OLIVIER DARD. – J’ai formulé des réserves sur l’expression extrême droite pour la raison que vous indiquez et parce que nombre de ceux qui l’emploient ne parviennent pas à s’entendre sur une définition. Le singulier me pose aussi problème. On sait, depuis René Rémond, qu’il existe des droites (il en comptait trois). Gilles Richard, dans son Histoire des droites de 1815 à nos jours a répertorié huit familles de droite depuis 1815, parmi lesquelles le traditionalisme et surtout le nationalisme, hégémonique à droite en 2026, électoralement parlant. Mon livre porte sur l’histoire des droites nationalistes, en prenant en considération le traditionalisme et surtout le nationalisme, qui court de Déroulède à Le Pen en passant par Barrès, Maurras, les ligues, Vichy et le combat pour l’Algérie française.
Pourquoi avoir commencé votre histoire de l’extrême droite en 1870 ?
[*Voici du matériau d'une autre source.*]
PR #38, opened 2026-05-16
Update RTDL plan structure and add parallel operation

KouweiLee:
I made some changes in this pr:
1. To support parallel operator, I changed Plan.msg and added RtdlNode.msg to represent the rtdl plan for executor.
2. I moved the rtdl-related prompt to rtdl_protocol.md, so this md acts both as the prompt to LLM and the doc for RTDL protocol.


1mujue (approved):
Got it

PR #47, opened 2026-05-22
feat(voiceprint): add ECAPA-TDNN voiceprint service

kaileliu:
Adds system/voiceprint/ Python service implementing the robonix/system/speech/voiceprint capability:

- EcapaTdnnEngine wrapping SpeechBrain spkrec-ecapa-voxceleb (192-dim embeddings, cosine-similarity matching).
- gRPC service with Identify, plus package-private Enroll / ListEnrolled admin RPCs on the same listener.
- uv-managed venv + grpc_tools codegen via scripts/build.sh, with HuggingFace mirror pre-warming the model cache.
- unittest E2E suite under tests/ exercising enroll/identify/reject against bundled wav fixtures.

The capability TOML and ROS IDL (Identify.srv) are untouched; Enroll/ListEnrolled are package-private and not registered as Atlas capabilities.


system/voiceprint/proto/voiceprint.proto
enkerewpo, line 1: please use capability tomls + `rbnx codegen` to generate the gRPC protos, not directly write one

KouweiLee (approved):

PR #80, opened 2026-06-09
docs(readme): add contributors section via all-contributors

enkerewpo:
## What

Adds a **Contributors** section to the README, just above `## License`, rendered with the [all-contributors](https://github.com/all-contributors/all-contributors) spec — avatars + real (display) names, 5 per row.

Also adds `.all-contributorsrc` at the repo root so the list is maintainable going forward.

## Why all-contributors (vs contrib.rocks / an auto Action)

`contrib.rocks` and the contributor-graph Actions auto-populate but can only show **usernames** — the GitHub contributor API doesn't carry reliable real names. all-contributors keeps a curated list, which is the only way to show real names. Trade-off accepted intentionally.

## English-only docs constraint

The repo's `Docs check (English-only)` CI (`scripts/check-docs.sh`) forbids CJK in in-repo docs, so contributor display names must be romanized. Two names were latinized accordingly (`Zhaobo Zhang`, `Kaile Liu`); the rest were already in Latin script. Verified locally against the CI's own CJK detector before pushing.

J’aurais pu remonter à 1815, voire à 1789. Mais il existe une riche historiographie sur le sujet que je mobilise en mettant l’accent sur les années 1870. Nous sommes au lendemain de la défaite du second Empire contre la Prusse et de la victoire des monarchistes aux élections de 1871. Suivent deux épisodes majeurs : l’impossibilité d’une restauration de la monarchie au profit du comte de Chambord et une tentative infructueuse de mise sur pied d’un Ordre moral (coalition des droites, NDLR) porté par l’objectif de rebâtir une France monarchiste mais aussi chrétienne. Ce double échec profite aux républicains après la crise du 16 mai 1877, qui marque le vrai début de la IIIe République et redistribue les cartes du jeu politique.
L’extrême droite ou la droite nationaliste est-elle toujours contre-révolutionnaire ?
Historiquement, l’extrême droite est contre-révolutionnaire si on la rattache au légitimisme ou, plus précisément, à l’une de ses composantes. L’historien Olivier Tort montre que le légitimisme se fissure entre 1814 et 1830 en trois entités, un centre droit, un bloc majoritaire et une extrême droite qui est, selon ses termes, « à la “pointe” du combat royaliste ». On en trouve la trace chez les Chevau-légers, ces députés qui sont les partisans les plus radicaux parmi les légitimistes du comte de Chambord. Son intransigeance, marquée par la défense de son « principe » incarné dans le drapeau blanc, débouche sur le déclin irréversible du légitimisme, qui tente, sans succès, de profiter de la crise boulangiste de la seconde moitié des années 1880. En réalité, les projets légitimistes et ceux du général Boulanger avaient peu à voir et la sociologie comme la géographie de leurs soutiens étaient bien différentes.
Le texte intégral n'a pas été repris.